• _What to do_:
Your reply should hold only the lines from the records below where "Even" occurs.

• _Supplied information_:
PR #317, opened 2020-10-13
ci: report and clean up unused code

### LINKED ISSUE #316: Report unused code in CI
Since `pyright` is run in the CI now (#247), unused variables, class definitions etc, can be reported automatically, see
https://github.com/microsoft/pyright/blob/master/docs/configuration.md

Easy to activate this. However, as the follow-up will show, we will need to do some refactoring to fix this dead code. (Therefore a separate issue for it.)

redeboer:
Closes #316


redeboer:
@spflueger The CI will fail for now, because we need to do some cleanup. Hence a question label.

spflueger (approved):
Nice addition!

spflueger:
So I fixed the unused code pieces you mentioned. 

> So, afaics, we need to think about the following unused code:
> https://github.com/ComPWA/expertsystem/blob/c4f1769c7c49915ca363b8402e82826b3b30c922/expertsystem/reaction/conservation_rules.py#L753
> 
> 
> Not used at all

Simply can be removed, was just an copy and paste error...

> https://github.com/ComPWA/expertsystem/blob/c4f1769c7c49915ca363b8402e82826b3b30c922/expertsystem/ui/_system_control.py#L58-L62
> 
> 
> Only used in `test_y_to_d0_d0bar_pi0_pi0.py`

Was only introduced in that specific test to speed up the test and not test too many combinations. So in other words a speed workaround.... With the improvements of splitting up the magnitude and projection quantum numbers of a spin. The combinatorics is kept at a minimum, so that this can also be just removed for now.

A feature to change the default settings or to flexibly create new settings would be needed at some point though.

> https://github.com/ComPWA/expertsystem/blob/c4f1769c7c49915ca363b8402e82826b3b30c922/expertsystem/ui/_system_control.py#L80-L82
> 
> 
> Only used in `test_ls_coupling.py`.
> @spflueger
> This is what `pyright` fishes out, so I would focus only on what to do with these. There's also some code that can be merged as well, but that's a broader issue.

Reformulated the ls coupling test, as this was currently not a unit test. Now its actually just testing the spin coupling and testing various Clebsch Gordan edge cases

PR #320, opened 2020-10-15
fix: validate list-only in recoil systems

redeboer:
There's a mistake in the JSON validation schema for the YAML recipe file: it does not reflect the structure of a `RecoilSystem`, which has a `list` of `int`s only:
https://github.com/ComPWA/expertsystem/blob/c4f1769c7c49915ca363b8402e82826b3b30c922/expertsystem/amplitude/model.py#L329-L332

### DIFF
--- a/expertsystem/schemas/yaml/amplitude-model.json
+++ b/expertsystem/schemas/yaml/amplitude-model.json
@@ -313,22 +313,12 @@
             "additionalProperties": false,
             "properties": {
               "RecoilFinalState": {
-                "anyOf": [
-                  { "$ref": "#/definitions/StateID" },
-                  {
-                    "type": "array",
-                    "items": { "$ref": "#/definitions/StateID" }
-                  }
-                ]
+                "type": "array",
+                "items": { "$ref": "#/definitions/StateID" }
               },
               "ParentRecoilFinalState": {
-                "anyOf": [
-                  { "$ref": "#/definitions/StateID" },
-                  {
-                    "type": "array",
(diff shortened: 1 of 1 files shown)


spflueger:
In the original xml file, both an array of IDs as well as a single ID was valid. How is that handled now?

redeboer:
https://github.com/ComPWA/expertsystem/pull/320#issuecomment-709416611
An alternative solution would be to modify the dump/builders

spflueger:
I see, so the dumpers and parsers work only with arrays?

Even though `[2]` is a bit more verbose than `2`, its more clear what is actually expected there. So I would say thats all right. What do you think?

redeboer:
> I see, so the dumpers and parsers work only with arrays?
> 
> Even though `[2]` is a bit more verbose than `2`, its more clear what is actually expected there. So I would say thats all right. What do you think?

I agree. It should be fixed now, however, I realise this problem wasn't identified because (1) there is no test on a decay to 4 particles (so we only test `"RecoilFinalState"`) and (2) the dumper always dumps to `List[int]`, so reading back from that (which the tests do) doesn't test this `anyOf`.

redeboer:
> (2) the dumper always dumps to `List[int]`, so reading back from that (which the tests do) doesn't test this `anyOf`.

Should be addressed with fa181620 now

redeboer:
Ok so I misunderstood slightly. Now the PR has been reverted to the original commit 5f49fdf7 (rebased)

spflueger (approved):

PR #323, opened 2020-10-16
fix: remove conda-forge channel

redeboer:
See https://github.com/ComPWA/tensorwaves/pull/133

### DIFF
--- a/environment.yml
+++ b/environment.yml
@@ -1,6 +1,5 @@
 name: es
 channels:
-  - conda-forge
   - defaults
 dependencies:
   - python>=3.6


spflueger:
So something was missing in the previous PR?

redeboer:
> So something was missing in the previous PR?

Wow this is weird yes. Sorrry I messed up something extracting this commit from #324

spflueger (approved):

redeboer:
@spflueger Now I think it may make sense to make one job that checks the Conda developer setup. This problem arose because 
 conda-forge made 3.9 available and I only noticed when I recreated my environment. There may be other smaller issues when running conda, so might be a good idea to have that tested.

I'll push a try-out commit, then you can judge.

spflueger:
Sounds good

redeboer:
Hmm, I give up. To get it working you have to apply so many tricks that I doubt whether it's still a proper 'test'. So I'll leave it with the bug fix (will merge once CI is done)

PR #324, opened 2020-10-16
docs: visualize module dependencies

redeboer:
Also adds links to related projects in the sidebar and hides the ADR pages.

Note: `pydeps` requires Graphviz at runtime. However, the `subprocess.call` won't signal a fatal error once `pydeps` fails and then the image simply won't be added. On RTD, Graphviz is available (see the graph vizualisation module), and the image will be rendered if it is available.

### DIFF
--- a/cspell.json
+++ b/cspell.json
@@ -70,6 +70,7 @@
         "mypy",
         "nishijima",
         "pycompwa",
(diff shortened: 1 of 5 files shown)


spflueger (approved):
Nice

• _Task response_:
Even though `[2]` is a bit more verbose than `2`, its more clear what is actually expected there. So I would say thats all right. What do you think?
> Even though `[2]` is a bit more verbose than `2`, its more clear what is actually expected there. So I would say thats all right. What do you think?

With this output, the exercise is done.